It’s been over a month since we launched securities.io, and this past month has seen more progress in the security token space than the previous year combined. More companies are launching security token offerings in order to raise capital. Meanwhile ICOs are dying a slow death, with the SEC becoming even more aggressive in cracking down on ICOs.

In the meantime even conferences are refocusing. Start Engine rebranded their biannual conference from ICO Summit 2.0 to the Start Engine Summit. In this case the entire summit catered exclusively to security tokens. The same can be seen on the Start Engine platform, less ICOs, and more STOs.

It’s not just Start Engine,  I see the same similarities in other conference in the space. More time is being devoted to STOs, ICOs are basically the left over pitches that are seen in the second half of the last day after the serious investors have gone home. ICOs are basically pitching to other ICOs.

My inbox is becoming bombarded with companies that have cancelled an ICO launch, to instead focus on launching an STO. They’ve all but given up on a utility token being used on the platform, or if there is a utility token, it’s a secondary stable token.

At securities.io we want to be more involved in the space. We initially had the mission of being a securities news platform. Now we want to go further. We want to be a listing platform that will list all security tokens. We also tell you who is powering the security token (such as Securitize.io, Polymath, Neufund, etc.) This is all in the hope of making the space more transparent.

We are also working on partnerships with different listing platforms, token issuers, and STOs, in order to make securities.io more useful.

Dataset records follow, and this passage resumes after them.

PR #36, opened 2026-05-17
fix: include prepend context in gateway recall response

lazyayuan:
## Description | 描述

Fix a Gateway/Hermes `/recall` compatibility issue where L1 recall content in `prependContext` could be dropped.

The core recall logic already returns L1 memories in `prependContext`, but the Gateway `/recall` response previously only exposed `appendSystemContext` through the legacy `context` field. As a result, custom Agent integrations or the Hermes provider calling Gateway `/recall` directly could not receive the L1 memories returned in `prependContext`.

This PR:
- Adds `prependContext` and `appendSystemContext` to the Gateway `/recall` response.
- Preserves backward compatibility by building the legacy `context` field from `appendSystemContext` + `prependContext`.
- Updates Hermes `prefetch()` to prefer the split fields when present, and fall back to the legacy `context` field for old Gateway responses.
- Adds TypeScript and Python regression tests covering both new and legacy `/recall` response behavior.

## Related Issue | 关联 Issue

None

## Change Type | 修改类型
- [x] Bug fix | Bug 修复
- [ ] New feature | 新功能

## Self-test Checklist | 自测清单

Verified with:
- `npm test`
- `npm run build:plugin`
- `python -m pytest hermes-plugin/memory/memory_tencentdb/tests -q`
- `git diff --check`

## Additional Notes | 其他说明

The legacy `context` field is preserved so existing clients can still read the full recall context. New clients can read `appendSystemContext` and `prependContext` separately.

### DIFF
--- a/conftest.py
+++ b/conftest.py
@@ -1,0 +1,55 @@
+"""Pytest import helpers for the standalone plugin checkout."""
+
+from __future__ import annotations
+
+import importlib
+import importlib.util
+import os
+import pathlib
+import sys
+import types
+
+
+_PROJECT_ROOT = pathlib.Path(__file__).resolve().parent
+_HERMES_PLUGIN_ROOT = _PROJECT_ROOT / "hermes-plugin"
+if str(_HERMES_PLUGIN_ROOT) not in sys.path:
+    sys.path.insert(0, str(_HERMES_PLUGIN_ROOT))
+
+
+def _add_real_hermes_agent_root() -> None:
+    candidates = []
+    env_root = os.environ.get("HERMES_AGENT_ROOT")
+    if env_root:
+        candidates.append(pathlib.Path(env_root))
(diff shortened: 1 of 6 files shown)


Maxwell-Code07:
Hi @lazyayuan,

We've received your PR regarding the missing prependContext in Gateway recall response. Thanks for catching this! We'll review and follow up.

YOMXXX:
Triage note for duplicate/scope cleanup:

The Gateway recall-response compatibility part is now covered by #372, which is the verified focused MCP/Gateway bridge baseline. #372 adds split `prepend_context` / `append_system_context` recall response coverage, preserves Gateway compatibility, and was locally verified with focused tests, full test suite, build, and diff check.

This PR also includes Hermes Python prefetch fallback behavior, which may still be useful, but it should be split/rebased as a small Hermes-only follow-up on top of the shared Gateway recall-response shape rather than merged as a competing Gateway response implementation.

Issue #58, opened 2026-05-19
standalone L1 extraction can fail with DeepSeek due to thinking/tool interference


sirenexcelsior:
## Summary

In standalone/gateway mode, L1 extraction can fail against DeepSeek-compatible chat APIs even when the model itself is capable of returning valid JSON.

I reproduced this with DeepSeek chat-style endpoints and saw L1 extraction produce either:

- empty output (`output=0 chars`)
- non-JSON assistant text
- `The reasoning_content in the thinking mode must be passed back to the API.`

This leaves L0 recorded successfully while L1 stays empty for the same session.

## Reproduction

Environment:

- mode: standalone gateway
- LLM: DeepSeek-compatible OpenAI API
- model: `deepseek-chat`
- TDAI L1 extraction path (`StandaloneLLMRunner` with `enableTools=false`)

Observed behavior:

1. `POST /capture` records L0 successfully.
2. L1 runner starts for the same session.
3. L1 returns empty/non-JSON output, or errors with reasoning-related message.
4. No L1 records are stored.

Representative logs:

```text
[memory-tdai][l1-extractor] No JSON array found in extraction response
[memory-tdai][l1-extractor] [l1-debug] NO_JSON taskId=l1-extraction, rawLen=0, cleanedLen=0, rawFull=""
[memory-tdai] [standalone-runner] run() failed after 13911ms: The `reasoning_content` in the thinking mode must be passed back to the API.
```

## What seems to be happening

Two details in the standalone runner make L1 extraction brittle for DeepSeek:

1. When `enableTools=false`, the runner still exposes a read-only tool (`read_file`).
   For L1 extraction this is undesirable because the prompt expects pure JSON text output, but the model may still opportunistically attempt tool use.

2. There is no way on `origin/main` to configure standalone gateway requests with `disableThinking`, so DeepSeek-compatible backends may enter reasoning/thinking mode and produce output that is not compatible with the current L1 JSON parser.

## Suggested fix

I tested a minimal fix locally and it resolved the L1 write path for my DeepSeek setup:

1. In `src/adapters/standalone/llm-runner.ts`
   - when `enableTools=false`, do **not** pass tools at all
   - add optional `disableThinking?: boolean` to `StandaloneLLMConfig`
   - when `disableThinking=true`, inject `thinking: { type: "disabled" }` into the OpenAI-compatible request body

2. In `src/gateway/config.ts`
[...]

PR #59, opened 2026-05-19
Do not expose tools for standalone text-only LLMRunner tasks

sirenexcelsior:
## Summary

This PR removes tool exposure from the standalone `LLMRunner` when `enableTools=false`.

## Why

Some standalone text-only tasks, such as L1 extraction, expect plain text output and do not need tool access. Passing even a read-only tool subset can still encourage tool-calling behavior on OpenAI-compatible backends, which makes this path less stable than necessary.

With this change:

- `enableTools=true` keeps the existing sandboxed tool behavior
- `enableTools=false` sends no tools at all

## Scope

- `src/adapters/standalone/llm-runner.ts`

## Notes

This is intentionally narrow and only affects the standalone runner's text-only path.

### DIFF
--- a/src/adapters/standalone/llm-runner.ts
+++ b/src/adapters/standalone/llm-runner.ts
@@ -49,6 +49,8 @@ export interface StandaloneLLMConfig {
   maxTokens?: number;
   /** Request timeout in milliseconds (default: 120_000). */
   timeoutMs?: number;
+  /** Disable thinking/reasoning mode (DeepSeek: sets thinking.type=disabled in request body). */
+  disableThinking?: boolean;
 }
 
 // ============================
@@ -149,12 +151,6 @@ function createSandboxedTools(workspaceDir: string, logger?: Logger) {
   };
 }
 
-/** Read-only tool subset — used when enableTools=false to avoid empty tools rejection. */
-function createReadOnlyTools(workspaceDir: string, logger?: Logger) {
-  const all = createSandboxedTools(workspaceDir, logger);
-  return { read_file: all.read_file };
-}
-
 // ============================
 // StandaloneLLMRunner
 // ============================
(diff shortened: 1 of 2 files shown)


Maxwell-Code07:
Thanks for this fix! We've noticed this issue as well. On certain reasoning models, the L1 extraction path can run into problems like what's described in [#58](https://github.com/Tencent/TencentDB-Agent-Memory/issues/58). We'll review this and follow up with you soon.

withRiver:
@sirenexcelsior 

After reviewing the relevant code, I can explain why a `read_file` tool was being passed in.

This project originally reused OpenClaw's `runEmbeddedPiAgent` to send requests to and receive responses from the LLM. If you pass `disableTools: true` to `runEmbeddedPiAgent`, it ends up sending `"tools": []` in the HTTP payload to the LLM API. However, some LLM providers (e.g. qwencode) reject requests where the `tools` field is an empty array. To work around this, the developer had no choice but to include a minimal, low-impact tool — `read_file` — so the array would never be empty.

`StandaloneLLMRunner` does not use OpenClaw's `runEmbeddedPiAgent`, yet it mistakenly carried over the `read_file` tool inclusion. For `StandaloneLLMRunner`, there is absolutely no need to pass `read_file` — doing so only degrades the LLM's output quality.

After I removed `read_file` based on your PR, the model was able to correctly extract L1 memories. So I believe removing `read_file` in the PR is the right fix. However, I don't think it's necessary to add the `disableThinking` configuration — that part of the PR feels a bit heavy-handed. For issue #58, simply removing `read_file` is sufficient.

sirenexcelsior:
Thanks a lot for the thorough investigation and explanation. This was very helpful, and I learned a lot from the background on why `read_file` was originally included in the first place.

Your clarification makes perfect sense: the workaround was necessary in the `runEmbeddedPiAgent` path to avoid sending `"tools": []`, but it should not have been carried over to `StandaloneLLMRunner`. I agree that, for the standalone path, removing `read_file` is the right and sufficient fix.

Based on your feedback, I have updated this PR to remove the `disableThinking` part and keep the change focused on the `read_file` removal only.

Thanks again for taking the time to trace this through so carefully.

withRiver:
@sirenexcelsior 
Could you please modify the title and content of this PR?  Focus on removing the tools for the standalone LLMRunner. After completing the above modifications, this PR can be merged.

Thanks for your contribution!

sirenexcelsior:
Updated the PR title and description to focus only on removing tools from the standalone LLMRunner text-only path. Thanks for the guidance.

You can expect more interviews so that you can learn about actual STO businesses. We also plan on launching a “Thought Leaders” section which will enable market leaders in the space to communicate directly with investors. This will never be to pitch specific tokens, instead it will be a venue for them to share their thoughts and how they are seeing the securities space evolve.

Lastly, we are working on launching a section called “STO Launch“. This will offer detailed information to companies who are considering launching an STO, but who are still confused about the entire process.

In the meantime you can view our new tokens listing platform.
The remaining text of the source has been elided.